According to the Louisiana Seafood Marketing and Promotion Board, 7 percent of the shrimp consumed in the United States comes from the Gulf. And while that may sound insignificant, any reduction in market supplies impacts shrimp prices internationally, said Miles Atchison, category manager for Pacific Seafood, a Clackamas, Ore.-based distributor. Not only are current world supplies tight enough to send prices skyrocketing with perceived or real shortages, domestic wild-shrimp prices are coming off historical lows in 2009, which signaled a correction was inevitable, he said.

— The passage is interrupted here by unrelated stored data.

Issue #318, opened 2023-09-11
use unwrapErr trhoughout the codebase


rianhughes:
Certain rpc methods use a switch statement to return rpc errors. However, we should use unwrapErr().

depends on https://github.com/NethermindEth/starknet.go/pull/316

cicr99:
The function to be used is now called `tryUnwrapToRPCErr` which can be found [here](https://github.com/NethermindEth/starknet.go/blob/a3a745a7309046e1fdbd1d649c867c58759617ca/rpc/errors.go#L32C6-L32C23)

PR #346, opened 2023-09-20
Refactor to use use unwrapErr() throughout the codebase

Bitcoinnoobie:
with related to issue #318


stranger80:
@Bitcoinnoobie I took liberty to rename this PR for readability

rianhughes (approved):

rianhughes:
This [issue](https://github.com/NethermindEth/starknet.go/issues/361) should be resolved before this PR is merged. We should run tests on PRs

cicr99:
There are a few places (other that the ones that were addressed) where no `switch` statement is used but it would be good to handle the errors using `tryUnwrapToRPCErr` method as well:
- [BlockHashAndNumber](https://github.com/NethermindEth/starknet.go/blob/8906950018b4a6d76fcaecc8499c76ad6f679d99/rpc/block.go#L2)
-  [BlockWithTxHashes](https://github.com/NethermindEth/starknet.go/blob/8906950018b4a6d76fcaecc8499c76ad6f679d99/rpc/block.go#L56) 
- [StateUpdate](https://github.com/NethermindEth/starknet.go/blob/8906950018b4a6d76fcaecc8499c76ad6f679d99/rpc/block.go#L79)
- [BlockWithTxs](https://github.com/NethermindEth/starknet.go/blob/8906950018b4a6d76fcaecc8499c76ad6f679d99/rpc/block.go#L103)
- [TransactionByHash](https://github.com/NethermindEth/starknet.go/blob/8906950018b4a6d76fcaecc8499c76ad6f679d99/rpc/transaction.go#L66)
- [TransactionReceipt](https://github.com/NethermindEth/starknet.go/blob/8906950018b4a6d76fcaecc8499c76ad6f679d99/rpc/transaction.go#L103)

Could these be modified too?

cicr99:
> This [issue](https://github.com/NethermindEth/starknet.go/issues/361) should be resolved before this PR is merged. We should run tests on PRs

Also, this was already merged in, but in order to be applied to this PR I think it's necessary to fetch the latest changes from main into this branch

cicr99 (approved):

PR #349, opened 2023-09-21
Create deployAccount example using rpc

rianhughes:


examples/deployAccount/main.go
```diff
@@ -0,0 +1,204 @@
...
+
+	// Get keys
+	pub, priv := getRandomKeys()
+
+	classHash, err := utils.HexToFelt(predeployedClassHash)
+	if err != nil {
+		panic(err)
+	}
+
+	tx := rpc.BroadcastedDeployAccountTransaction{
```
cicr99: This type was removed in a previous PR, I guess it should be `DeployAccountTxn` instead

cicr99 (approved):

PR #5076, opened 2015-02-26
[lynda] Fixed subtitles broken file

Ftornik:
Ajax subtitle request returns text captions with new line characters in the beginning and the end.

    '\nIn the next several chapters of this\ncourse, we're going to be going over the \n'

Result .srt file has bad format and ignored by VLC and some other players.
Example:

    1
    00:00:00.025 --> 00:00:04.939
    
    In the next several chapters of this 
    course, we're going to be going over the 

To fix this bug, we need to remove empty line after timecode

    1
    00:00:00.025 --> 00:00:04.939    
    In the next several chapters of this 
    course, we're going to be going over the 

This is done with **strip** function

### DIFF
--- a/youtube_dl/extractor/lynda.py
+++ b/youtube_dl/extractor/lynda.py
@@ -152,7 +152,7 @@ class LyndaIE(InfoExtractor):
                 continue
             appear_time = m_current.group('timecode')
             disappear_time = m_next.group('timecode')
-            text = seq_current['Caption']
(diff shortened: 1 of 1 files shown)


jaimeMF:
Can you give an example url?, for testing it.

dstftw:
Thanks, merged.
Example URL is https://www.lynda.com/player/embed/133770?tr=foo=1;bar=g;fizz=rt&fs=0.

“Last year, we were buying 16-20 Gulf white shrimp in the upper $4 [per pound] range, but this year it’s in the $6-to-$7 range,” Atchison said. Producers didn’t build inventory when prices were low, he said, so with Gulf shrimp production down nearly 70 percent due to the disaster, small increases in demand boost prices. “So when you have a world market now used to buying on the spot, you get into a feeding frenzy.”


John Howie, chef-owner of Seastar Restaurant and Raw Bar in Seattle, saw white gulf shrimp as “an extremely strong value before the BP disaster,” so he locked in on a favorable price through October. And while he’s happy to be $1 a pound below current market rates, he said, “October looks to have been
too optimistic at this time. I expect that to get worse.”


Howie doesn’t want to raise prices, but he fears that’s inevitable unless the Gulf situation improves dramatically. He’s considering a portion-pricing structure that allows guests to choose between smaller, less expensive portions or larger, more costly portions of the same dish. He hasn’t decided when he might try it out.


Finfish is up, but holding steady


London Lennie’s in Queens, N.Y., buys oysters from the Northeast Coast and shrimp from Caribbean waters, but Gulf finfish take regular slots on the menu at the 50-year-old restaurant. Les Barnes, president of Lennie’s, said prices have held steady for grouper, snapper and redfish since their fishing grounds have not been contaminated yet by the oil.


“I have not seen an effect on my pricing yet,” he said. Still, the fish is costly. “I’m paying $6 or $7 on the bone, which means a fillet costs $14 to $16 a pound. But, really, they haven’t been
inexpensive in a long time.”


While this generation of finfish may survive the disaster by fleeing elsewhere, Barnes, like many, is concerned the oil may ruin spawning grounds, compromising future generations and increasing prices. He says he’ll raise prices accordingly, if necessary.


“I’ve learned that if you have a particular portion size, you should keep it the same and raise the price,” he said. “People don’t recognize a dollar or so increase in the menu price at my restaurant because we serve the best fish we can get.”


Barnes recommended restaurateurs be nimble with prices by printing their menus every day to reflect market moves.


“You can absorb some fluctuation in prices if you build that into your menu, but never just take a loss,” he said. “As my mother always reminded me, ‘We are not a not-for-profit
operation.’”


Chris Lusk, executive chef at Café Adelaide in New Orleans, has realized only minimal changes in Gulf seafood prices and supplies since the BP oil rig explosion in April. He also said that based on what he’s heard from his chef peers in the area, news stories about soaring 
prices are overblown.


“It’s not been some huge fluctuation in prices, nothing drastic like the media would make you think,” he said. “Yes, there’s some concern about oysters, but they’ve opened a few beds
up recently … and the safety
inspections overall are even
better than before.”


But Reggio, whose operations are just across town from Café Adelaide, is telling a different story.


“I can get drum [a finfish variety] normally at $5.95 a pound, but now I’m seeing it at $8.95,” he said. “Availability is even a little light. … There is some farm-raised redfish available at $11.95 a pound, but that’s out of my price range right now and will be for quite a while.”